### [What to do]
Only the lines from the top of the material through the line containing "metrics ie. map values)" should be restated, each one exactly.

### [Provided information]
PR #469, opened 2024-11-27
NETOBSERV-1995: Use global map, spinlock, split maps

jotak:
Also:
- remove MAC and eth_protocol from map key (they're moved to flow
  metrics ie. map values)
- in every hook, we don't update flow counters, even when the flow doesn't exist and is created. Previously, we were
adding bytes/packet counters from hooks, which doesn't seem correct as
counting bytes/packets is the role of the TC hook only - else it can
lead to overcounts I guess
- remove code that sets MIN_RTT on TCP flows (not sure why we had that)
- small refactoring of the "Accumulate" functions to adapt to new model


jotak:
Perf tests (https://docs.google.com/spreadsheets/d/1qakBaK1dk_rERO30k1cSR4W-Nn0SXW4A3lqQ1sZC4rE/edit?gid=48358889#gid=48358889) show ~ -25% CPU usage with the global map

bpf/flows.c
```diff
@@ -91,58 +91,48 @@ static inline int flow_monitor(struct __sk_buff *skb, u8 direction) {
...
+        aggregate_flow->flow_metrics.flags |= pkt.flags;
+        aggregate_flow->flow_metrics.dscp = pkt.dscp;
+        aggregate_flow->flow_metrics.dns_record.id = pkt.dns_id;
+        aggregate_flow->flow_metrics.dns_record.flags = pkt.dns_flags;
+        aggregate_flow->flow_metrics.dns_record.latency = pkt.dns_latency;
+        aggregate_flow->flow_metrics.dns_record.errno = dns_errno;
+        bpf_spin_unlock(&aggregate_flow->lock);
     } else {
         // Key does not exist in the map, and will need to create a new entry.
-        u64 rtt = 0;
```
jotak, line 125: @msherif1234 I don't understand the rationale for this code. We're setting default RTT for TCP flows, how could that be accurate? I don't see how this wouldn't produce fake data.

jotak:
cc @tohojo

jotak:
removing packed attribute gives another 20% CPU gain
I'm currently at about -40% CPU and -10% memory
And haven't done the in-kernel dedup yet ...

pkg/model/record_test.go
```diff
@@ -1,107 +0,0 @@
-package model
```
jotak, line 1: hey @msherif1234 , I'm removing this test because I think it is of quite low value: it only tests `ReadFrom`, which is really a direct call to `binary.Read`. Meaning all it does is testing that the `encoding/binary` standard lib is right. This, at a price of sometimes painful maintenance. Does it worth it?

bpf/flows.c
```diff
@@ -107,28 +108,13 @@ static inline int flow_monitor(struct __sk_buff *skb, u8 direction) {
         aggregate_flow->dns_record.flags = pkt.dns_flags;
         aggregate_flow->dns_record.latency = pkt.dns_latency;
         aggregate_flow->dns_record.errno = dns_errno;
-        long ret = bpf_map_update_elem(&aggregated_flows, &id, aggregate_flow, BPF_ANY);
```
jotak, line 110: this part (removing unnecessary bpf_map_update_elem) is left incomplete on purpose, I'll wait that @msherif1234 's PR is merged then rebase this one

tohojo:
Looked through the BPF code, and it basically LGTM :)

bpf/flows.c
```diff
@@ -93,6 +93,7 @@ static inline int flow_monitor(struct __sk_buff *skb, u8 direction) {
     // a spinlocked alternative version and use it selectively https://lwn.net/Articles/779120/
     flow_metrics *aggregate_flow = (flow_metrics *)bpf_map_lookup_elem(&aggregated_flows, &id);
     if (aggregate_flow != NULL) {
+        bpf_spin_lock(&aggregate_flow->lock);
```
msherif1234, line 96: we probably need to check the return code for spin lock and unlock and log an error

bpf/flows.c
```diff
@@ -80,7 +80,7 @@ static inline int flow_monitor(struct __sk_buff *skb, u8 direction) {
     id.direction = direction;
 
     // check if this packet need to be filtered if filtering feature is enabled
-    bool skip = check_and_do_flow_filtering(&id, pkt.flags, 0);
+    bool skip = check_and_do_flow_filtering(&pkt, 0);
```
msherif1234, line 83: I don't understand the need to replace id with pkt struct that generated lots of unnecessary changes and I also planned to even delete the pkt info struct at some point ?

bpf/flows.c
```diff
@@ -137,12 +123,13 @@ static inline int flow_monitor(struct __sk_buff *skb, u8 direction) {
...
             .dns_record.errno = dns_errno,
-            .flow_rtt = rtt,
         };
+        __builtin_memcpy(new_flow.dst_mac, pkt.dst_mac, ETH_ALEN);
+        __builtin_memcpy(new_flow.src_mac, pkt.src_mac, ETH_ALEN);
 
         // even if we know that the entry is new, another CPU might be concurrently inserting a flow
         // so we need to specify BPF_ANY
-        long ret = bpf_map_update_elem(&aggregated_flows, &id, &new_flow, BPF_ANY);
+        long ret = bpf_map_update_elem(&aggregated_flows, &id, &new_flow, BPF_NOEXIST);
```
msherif1234, line 132: we will probably need to spin lock/unlock here as well

bpf/flows.c
msherif1234: this the min value of ythe hook isn't fire IIRC it was a define in the kernel and I believe we doc that as the default min RTT, when I recall more I will update here

bpf/types.h
```diff
@@ -89,37 +89,30 @@ typedef struct flow_metrics_t {
     // https://chromium.googlesource.com/chromiumos/docs/+/master/constants/errnos.md
     u8 errno;
     u8 dscp;
+    struct dns_record_t {
+        u16 id;
+        u16 flags;
+        u64 latency;
+        u8 errno;
+    } dns_record;
```
msherif1234, line 97: why we keep dns record here and not move to additional metrics ?

bpf/types.h
```diff
@@ -238,7 +218,20 @@ struct filter_value_t {
     u8 filter_drops;
     u8 ip[IP_MAX_LEN];
 } __attribute__((packed));
-// Force emitting struct filter_value_t into the ELF.
-const struct filter_value_t *unused9 __attribute__((unused));
+
+// Force emitting enums/structs into the ELF
+const enum tcp_flags_t *unused0 __attribute__((unused));
```
msherif1234, line 223: I intentionally added that line after each structure definition as reminder so bpf2go can generate eqv go struct for userspace

bpf/flows.c
jotak: this is due to removing stuff from flow_id, and moving them to flow_metrics, like MAC addresses. As a result, id isn't sufficient to pass it to all these functions in `utils`. So instead of adding tons of arguments to the signatures I just use the `pkt` that already has everything needed

Makefile
```diff
@@ -106,6 +106,7 @@ prereqs: ## Check if prerequisites are met, and install missing dependencies
 fmt: ## Run go fmt against code.
 	@echo "### Formatting code"
 	go fmt ./...
+	find ./bpf -type f -not -path "./bpf/headers/*" -name "*.[ch]" | xargs clang-format -i --Werror
```
msherif1234, line 109: I have this rule as part of the lint target we can make it part of the fmt but in that case we need to remove it from the lint so we won't run it twice when build ?

bpf/flows.c
jotak: `pkt` is convenient to not have extra long signatures

bpf/types.h
jotak: yeah I mentioned that in the TODO here https://github.com/netobserv/netobserv-ebpf-agent/pull/470
I didn't do it at first because it's modified from the TC hook so it isn't required to move it ... but still it would probably be better to do it.

bpf/types.h
jotak: They're just moved at the end of the file. I can rollback that, I don't really care, but I was finding it easier to choose the next "unusedX" number when having all of them in sight at once

bpf/flows.c
jotak: the lock is on the value object, not the key, and it's a new object in that case, so I don't think it makes sense to lock

bpf/flows.c
msherif1234: u just removed l2 and interface right ? or am I missing something else ? why would flow filter or util core apis need to change ?

bpf/types.h
msherif1234: not grouping them to gether make it easy to forget but at the cost of looking for the next unused manually

bpf/flows.c
tohojo: That's what the `BPF_NOEXIST` flag does: If two CPUs call this concurrently, one of them will fail with EEXIST, and then fall back to the lookup/update path (which does take the lock)

msherif1234: with eexist lookup and update we need to take the lock as well what about `BPF_F_LOCK` can I set that flag to takecare of the lock/unlock for me ?

tohojo: `BPF_F_LOCK` is for when you want to replace the whole contents of the map value; but that's not what you're doing, you are increasing a couple of counters. So you just re-use exactly the same update code as for when the map lookup succeeds in the first place :)

bpf/flows.c
jotak: and `eth_protocol` and `direction`

bpf/types.h
jotak: ok i'll rollback that

bpf/flows.c
msherif1234: remember datapath has to be efficient adding additional dereferrence isn't efficient IMO that stuff not used and I don't think will impact the apis to change the signature much

jotak: I'm reaching the 5 args limit of ebpf calls if I want to remove them from `pkt`

bpf/flows.c
jotak: actually, there's no error code if I'm correct. The doc for bpf_spin_lock says
```
 * Returns
 * 	0
```
In linux helper.c it returns void: https://elixir.bootlin.com/linux/v6.12.1/source/kernel/bpf/helpers.c#L283

bpf/flows.c
jotak: fixed via https://github.com/netobserv/netobserv-ebpf-agent/pull/469/commits/8e69cfd4a3703561ac26b8218d4079aa11e25edc 
that allows also to get rid of a few unnecessary MAC copying

bpf/types.h
jotak: addressed via https://github.com/netobserv/netobserv-ebpf-agent/pull/469/commits/01950d5b862e9ce494de90caf87a8846baa4b89d

bpf/types.h
jotak: addressed via https://github.com/netobserv/netobserv-ebpf-agent/pull/469/commits/01950d5b862e9ce494de90caf87a8846baa4b89d

Makefile
jotak: I think that's for two different things: the format rule allows to auto-format as part of the _local_ build process on your machine, whereas the lint rule is still useful _on the CI_ to make sure we didn't commit & push unformatted code.

jotak:
I appear to have broken DNS somehow ...

bpf/flows.c
msherif1234: doc said it was returning something https://docs.ebpf.io/linux/helper-function/bpf_spin_lock/ maybe doc is wrong

bpf/flows.c
```diff
@@ -51,13 +51,27 @@
  */
 #include "network_events_monitoring.h"
 
+static inline void update_dns(additional_metrics *extra_metrics, pkt_info *pkt, int dns_errno) {
+    if (pkt->dns_id != 0) {
```
msherif1234, line 55: u can check dns_err here and if its `0` then add DNS info else add dns_error

bpf/flows.c
jotak: it does, but apparently it's always 0, not sure why : https://github.com/netobserv/netobserv-ebpf-agent/blob/main/bpf/headers/bpf_helper_defs.h#L2359-L2360

bpf/flows.c
jotak: there can be an error and still have DNS data: when the dns request wasn't found, we can't generate latency, but we still provide the other data, and return ENOENT.
So it shouldn't be a if/else here, if we want to still provide what we have

jotak:
Perf-scale test results: [comparison](https://docs.google.com/spreadsheets/d/1sqcbIOtNTylX74gsgQo9Q75krAiZJiCxmZ_oZdEL2hk/edit?gid=557066635#gid=557066635), [full data sheet](https://docs.google.com/spreadsheets/d/1ZpAnepjVuCRfoXqhn-TLjS-sFqYk8YuT_z_8WJeSaWM/edit?gid=1538180928#gid=1538180928)
Comparison is done with https://github.com/netobserv/netobserv-ebpf-agent/pull/466

=> -43% agent CPU ; other metrics are roughly stable (~+2 to 5% in everything, including workload throughput, number of flows, memory used, etc.)

msherif1234:
> Perf-scale test results: [comparison](https://docs.google.com/spreadsheets/d/1sqcbIOtNTylX74gsgQo9Q75krAiZJiCxmZ_oZdEL2hk/edit?gid=557066635#gid=557066635), [full data sheet](https://docs.google.com/spreadsheets/d/1ZpAnepjVuCRfoXqhn-TLjS-sFqYk8YuT_z_8WJeSaWM/edit?gid=1538180928#gid=1538180928) Comparison is done with #466
> 
> => -43% agent CPU ; other metrics are roughly stable (~+2 to 5% in everything, including workload throughput, number of flows, memory used, etc.)

its very strange that memory shows tiny increase moving from perCPU to global for the same number of flows I would expected to see ~ 1/ncpu memory drop is the cpu drop mostly in lookupAndDelete() or somewhere else ?

tohojo:
"Mohamed S. Mahmoud" ***@***.***> writes:

>> => -43% agent CPU ; other metrics are roughly stable (~+2 to 5% in everything, including workload throughput, number of flows, memory used, etc.)
>
> its very strange that memory shows tiny increase moving from perCPU to global for the same number of flows I would expected to see ~ 1/ncpu memory drop is the cpu drop mostly in lookupAndDelete() or somewhere else ?

Are you actually measuring the memory and CPU usage of the BPF programs
and maps, or is this just numbers for the userspace side? If it's the
latter I guess it makes sense that the memory usage doesn't change, and
the drop in CPU would be because the time spent de-duplicating things
goes away?

msherif1234:
> "Mohamed S. Mahmoud" ***@***.***> writes:
> > => -43% agent CPU ; other metrics are roughly stable (~+2 to 5% in everything, including workload throughput, number of flows, memory used, etc.) its very strange that memory shows tiny increase moving from perCPU to global for the same number of flows I would expected to see ~ 1/ncpu memory drop is the cpu drop mostly in lookupAndDelete() or somewhere else ?
> Are you actually measuring the memory and CPU usage of the BPF programs and maps, or is this just numbers for the userspace side? If it's the latter I guess it makes sense that the memory usage doesn't change, and the drop in CPU would be because the time spent de-duplicating things goes away?

we still doing dedup in this PR but we no longer aggregate we probably need to compare memory using bpftool to also check kernel usage

jotak:
Yes exactly we don't track today the BPF memory :-/ We definitely should

tohojo:
Joel Takvorian ***@***.***> writes:

> Yes exactly we don't track today the BPF memory :-/ We definitely
> should

The BPF map memory usage is accounted to memory cgroup of the process
that creates the map, so one way to do this would be to just record
memory usage at the cgroup level; then you won't have to do anything
special for BPF :)

bpf/network_events_monitoring.h
```diff
@@ -35,10 +35,9 @@ static inline int lookup_and_update_existing_flow_network_events(flow_id *id, u8
 
     bpf_probe_read(cookie, md_len, user_cookie);
 
-    flow_metrics *aggregate_flow = bpf_map_lookup_elem(&aggregated_flows, id);
+    additional_metrics *aggregate_flow = bpf_map_lookup_elem(&additional_flow_metrics, id);
```
msherif1234, line 38: nit: var name is a bit misleading here maybe flow_feature or something I assume on all other features too

bpf/network_events_monitoring.h
```diff
@@ -113,19 +107,12 @@ static inline int trace_network_events(struct sk_buff *skb, struct rh_psample_me
...
-    id.direction = INGRESS;
-    flow_metrics new_flow = {
-        .packets = 1,
-        .bytes = len,
-        .start_mono_time_ts = current_time,
-        .end_mono_time_ts = current_time,
-        .flags = flags,
+    additional_metrics new_flow = {
         .network_events_idx = 0,
     };
```
msherif1234, line 112: there are instances where pkt hit the hook but not the tcx in that case u will see flows with o bytes and pkts did u check for that ?

bpf/flows.c
```diff
@@ -171,6 +174,48 @@ static inline int flow_monitor(struct __sk_buff *skb, u8 direction) {
             }
         }
     }
+
+    // Update additional metrics (per-CPU map)
+    if (pkt.dns_id != 0 || dns_errno != 0) {
+        // hack on id will be removed with dedup-in-kernel work
+        id.direction = 0;
+        id.if_index = 0;
```
msherif1234, line 182: will the feature work with this hack ?

bpf/types.h
```diff
@@ -138,24 +149,21 @@ typedef struct flow_id_t {
     u8 icmp_code;
     // OS interface index
     u32 if_index;
-} __attribute__((packed)) flow_id;
+} flow_id;
```
msherif1234, line 152: without packed the generated golang structure will have padding and will be hard to predict the size of the struct which might fail unit test

pkg/flow/tracer_map.go
```diff
@@ -102,14 +102,13 @@ func (m *MapTracer) evictFlows(ctx context.Context, forceGC bool, forwardFlows c
 	flows := m.mapFetcher.LookupAndDeleteMap(m.metrics)
 	elapsed := time.Since(currentTime)
 	for flowKey, flowMetrics := range flows {
-		aggregatedMetrics := m.aggregate(flowMetrics)
 		// we ignore metrics that haven't been aggregated (e.g. all the mapped values are ignored)
```
msherif1234, line 105: nit: irrelevant comment

pkg/model/flow_content.go
```diff
@@ -0,0 +1,102 @@
...
+	}
+	for _, md := range other.NetworkEvents {
+		if !AllZerosMetaData(md) && !networkEventsMDExist(p.AdditionalMetrics.NetworkEvents, md) {
+			copy(p.AdditionalMetrics.NetworkEvents[p.AdditionalMetrics.NetworkEventsIdx][:], md[:])
+			p.AdditionalMetrics.NetworkEventsIdx = (p.AdditionalMetrics.NetworkEventsIdx + 1) % MaxNetworkEvents
+		}
+	}
+}
+
+func allZero(s [6]uint8) bool {
```
msherif1234, line 95: lets call allZerosMac()

pkg/model/flow_content.go
```diff
@@ -0,0 +1,102 @@
+package model
+
+import "github.com/netobserv/netobserv-ebpf-agent/pkg/ebpf"
+
+type BpfFlowContent struct {
+	ebpf.BpfFlowMetrics
```
msherif1234, line 6: can u use ptr here as well ?

pkg/model/record_test.go
msherif1234: what is the reason u removing it because u removed packed so the structure no longer aligns ?

msherif1234: the advantage of this make sure the auto generated structure are sane too

pkg/tracer/tracer.go
```diff
@@ -715,39 +722,57 @@ func (m *FlowFetcher) ReadRingBuf() (ringbuf.Record, error) {
...
 			continue
 		}
-		flows[id] = metrics
+		flowPayload := model.BpfFlowContent{}
+		flowPayload.AccumulateBase(&baseMetrics)
+
+		// Fetch additional metrics; ids are without direction and interface
+		shorterID := id
+		shorterID.Direction = 0
+		shorterID.IfIndex = 0
```
msherif1234, line 764: is that related to hack in the bpf code where they aren't set ?

bpf/network_events_monitoring.h
jotak: sure - in other places I called that `extra_metrics` so will use the same for consistency

bpf/network_events_monitoring.h
jotak: what sort of instances? My problem with that is it would duplicate counts, if this hook is called before the tc - or if the TC flow was just flushed - hence leading to over-estimate. I would rather keep strict responsibility boundaries : TC for counters, other hooks for additional features, and not mix up roles.

bpf/flows.c
jotak: sure, it's precisely here to make it work :-)
On user-space we assume all additional map entries are without dir/interface. This is temporary, my other PR is removing that, since eventually we want to entirely get rid of interface/direction in flow key.

bpf/types.h
jotak: Removing packed was one of the things that really improved performances. And also the spin lock can't be in a packed struct (or at least, linter complains, I guess for good reasons?). So having a unit-test harder to maintain is IMO a lesser concern? (btw I want to remove that test but I saw you're commenting on that)

pkg/flow/tracer_map.go
jotak: in fact, I don't quite understand what follows.. Do you?
```
		// we ignore metrics that haven't been aggregated (e.g. all the mapped values are ignored)
		if flowMetrics.EndMonoTimeTs == 0 {
			continue
		}
```
Are there actual cases where end time can be 0? Or was there, before this refactoring? I don't think so, but preferred to leave it as is ...

pkg/tracer/tracer.go
jotak: correct

pkg/model/record_test.go
jotak: I still don't get, what sort of issue could it catch, do you have an example?
Anyway, I'm fine reintroducing it. It was not only for the padding change, it's any change in the bpf types that make this test painful to maintain.

jotak: Here we go: https://github.com/netobserv/netobserv-ebpf-agent/pull/469/commits/119061c05dbafe2dc07e45bd34419d3e58be23c2
But I'd still appreciate if you can give me a concrete example. It doesn't really test anything about the types.h / go struct mapping, it only test that a go struct is what it claims to be ... that doesn't make really sense to me.

bpf/network_events_monitoring.h
jotak: done

pkg/model/flow_content.go
jotak: done

pkg/model/flow_content.go
jotak: done

pkg/model/record.go
```diff
@@ -23,7 +23,7 @@ const MacLen = 6
 const (
 	IPv6Type                 = 0x86DD
 	networkEventsMaxEventsMD = 8
```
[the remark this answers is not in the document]
jotak: done

bpf/flows.c
```diff
@@ -63,10 +63,18 @@ static inline void update_existing_flow(flow_metrics *aggregate_flow, pkt_info *
     }
     aggregate_flow->flags |= pkt->flags;
     aggregate_flow->dscp = pkt->dscp;
-    aggregate_flow->dns_record.id = pkt->dns_id;
-    aggregate_flow->dns_record.flags = pkt->dns_flags;
-    aggregate_flow->dns_record.latency = pkt->dns_latency;
-    aggregate_flow->dns_record.errno = dns_errno;
+    bpf_spin_unlock(&aggregate_flow->lock);
```
msherif1234, line 66: we no longer needs https://github.com/netobserv/netobserv-ebpf-agent/blob/119061c05dbafe2dc07e45bd34419d3e58be23c2/bpf/flows.c#L59
as that was specific to perCPU map

bpf/types.h
msherif1234: do u recall what was the linter error ? plus not very clear on how removing pack would help performance that much tbh, I think generating predicitable userspace struct is important but let see the linter error 1st

pkg/ebpf/bpf_arm64_bpfel.go
```diff
@@ -75,35 +87,35 @@ type BpfFilterValueT struct {
...
-	DstMac            [6]uint8
 	SrcIp             [16]uint8
 	DstIp             [16]uint8
+	_                 [1]byte
 	SrcPort           uint16
 	DstPort           uint16
 	TransportProtocol uint8
 	IcmpType          uint8
 	IcmpCode          uint8
+	_                 [3]byte
```
msherif1234, line 99: this example of what removing packed will cause BTW we could avoid so gaps by moving the fields around if u move direction to the bottom might help this struct ?

pkg/exporter/ipfix.go
```diff
@@ -294,31 +294,31 @@ func setIEValue(record *model.Record, ieValPtr *entities.InfoElementWithValue) {
...
+		ieVal.SetUnsigned16Value(record.ID.SrcPort)
 	case "destinationTransportPort":
-		ieVal.SetUnsigned16Value(record.Id.DstPort)
+		ieVal.SetUnsigned16Value(record.ID.DstPort)
 	case "icmpTypeIPv4", "icmpTypeIPv6":
-		ieVal.SetUnsigned8Value(record.Id.IcmpType)
+		ieVal.SetUnsigned8Value(record.ID.IcmpType)
 	case "icmpCodeIPv4", "icmpCodeIPv6":
-		ieVal.SetUnsigned8Value(record.Id.IcmpCode)
+		ieVal.SetUnsigned8Value(record.ID.IcmpCode)
```
msherif1234, line 321: this change from `Id` to `ID` generated tons of unnecessary changes here in many other places

msherif1234:
few nits but I am more less done with review, will be good to run features testing with this PR pre merge
/lgtm

msherif1234:
pls update the arch doc reference to perCPu hashmap and make sure to run https://github.com/netobserv/netobserv-ebpf-agent/pull/172#issuecomment-1698837448 to make sure we have no concurrency issues again

bpf/flows.c
jotak: correct, good catch

pkg/ebpf/bpf_arm64_bpfel.go
jotak: so in this PR I haven't care of these little optimizations because in the next PR I still move stuff around and [there](https://github.com/netobserv/netobserv-ebpf-agent/pull/470/commits/f0d743c47c838c5666b6d9cbd5fc37069dbd7998#diff-dbaedeecfc6f45e9f0f7521e5146144ca41b968d50b0acad82393f70d2b2e20f) I'm caring about these optimizations

bpf/types.h
jotak: (I don't have in mind what the error was, but definitely was something wrong with lock+packed)

bpf/network_events_monitoring.h
msherif1234: then u need to make sure u have no rows in the UI with no counters as that is misleading

pkg/exporter/ipfix.go
jotak: yeah but it's the naming convention & makes golint happier ...

bpf/flows.c
jotak: fixed

pkg/flow/tracer_map.go
jotak: fixed

jotak:
btw added a diagram for kernel space https://github.com/jotak/netobserv-agent/blob/global-map/docs/architecture.md

bpf/types.h
msherif1234: I found this https://github.com/cilium/ebpf/blob/f0eec7efba9dd069f4d937d3096e276c7911a1c0/memory.go#L26 that is very likely explains the userspace cpu improvements

pkg/exporter/ipfix.go
msherif1234: might make linter happier but screw up all inflightes PRs :(

msherif1234:
> btw added a diagram for kernel space https://github.com/jotak/netobserv-agent/blob/global-map/docs/architecture.md

can u share the tool used to draw as we add new hooks on a regular basis so that diag will be quickly become out of date

jotak:
@msherif1234 you don't necessarily need a tool you can directly edit script:

```
flowchart TD
    A[TC/X Hooks] -->|Accumulate packet data| M1(Global map: aggregated_flows)
    D{If DNS} -->|Req: store req info| MD(Global map: dns_flows)
    D -->|Resp: compute latency| MD
    A -->D
    D -->|Store DNS info| M2(PerCPU map: additional_flow_metrics)
    B[Drops Hook: kfree_skb] -->|Accumulate drop data| M2(PerCPU map: additional_flow_metrics)
    C[RTT Hook: tcp_rcv_established] -->|Extract & store sRTT| M2(PerCPU map: additional_flow_metrics)
    E[Events Hook: psample_sample_packet] -->|Accumulate net events| M2(PerCPU map: additional_flow_metrics)
    A -->F{If busy map / error}
    F -->|Single-packet flow| RB(RingBuffer)
    M1 --> |Polling|U[User space]
    M2 --> |Polling|U
    RB --> |Push|U
```

So you can easily add a new hook by adding something like:

```
F[My new hook] --> |any interaction written here| M2
```
(M2 stands for the additional metrics map)

Or if you prefer there's also online tools such as this: https://mermaid.live/

jotak:
I took some measurements on the ebpf side, written down there: https://docs.google.com/spreadsheets/d/1gdwX4ZLjKicaJzANVq-r-lAW6uZxefqjBsIw3Orx4bo/edit?gid=0#gid=0
That's on a single (worker) node, running my usual stress tests. I looked at the sum of each data structure size, then removed a constant 16MB that's taken by ring buffer to make the gains on maps more apparent.
For CPU I used [bpftop](https://github.com/Netflix/bpftop), with very approximative manual measurement (don't rely too much on my CPU measurements!)

**Between -28% and -54% memory** used depending on scenarios. And **between -4% and -36% CPU**.

The [next PR](https://github.com/netobserv/netobserv-ebpf-agent/pull/470) improves that a little bit further with **between -42% and -61% memory**, and **around -20% CPU**.

jotak:
thanks @msherif1234  @tohojo @Amoghrd !
/approve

### [Answer to this task]
PR #469, opened 2024-11-27
NETOBSERV-1995: Use global map, spinlock, split maps

jotak:
Also:
- remove MAC and eth_protocol from map key (they're moved to flow
  metrics ie. map values)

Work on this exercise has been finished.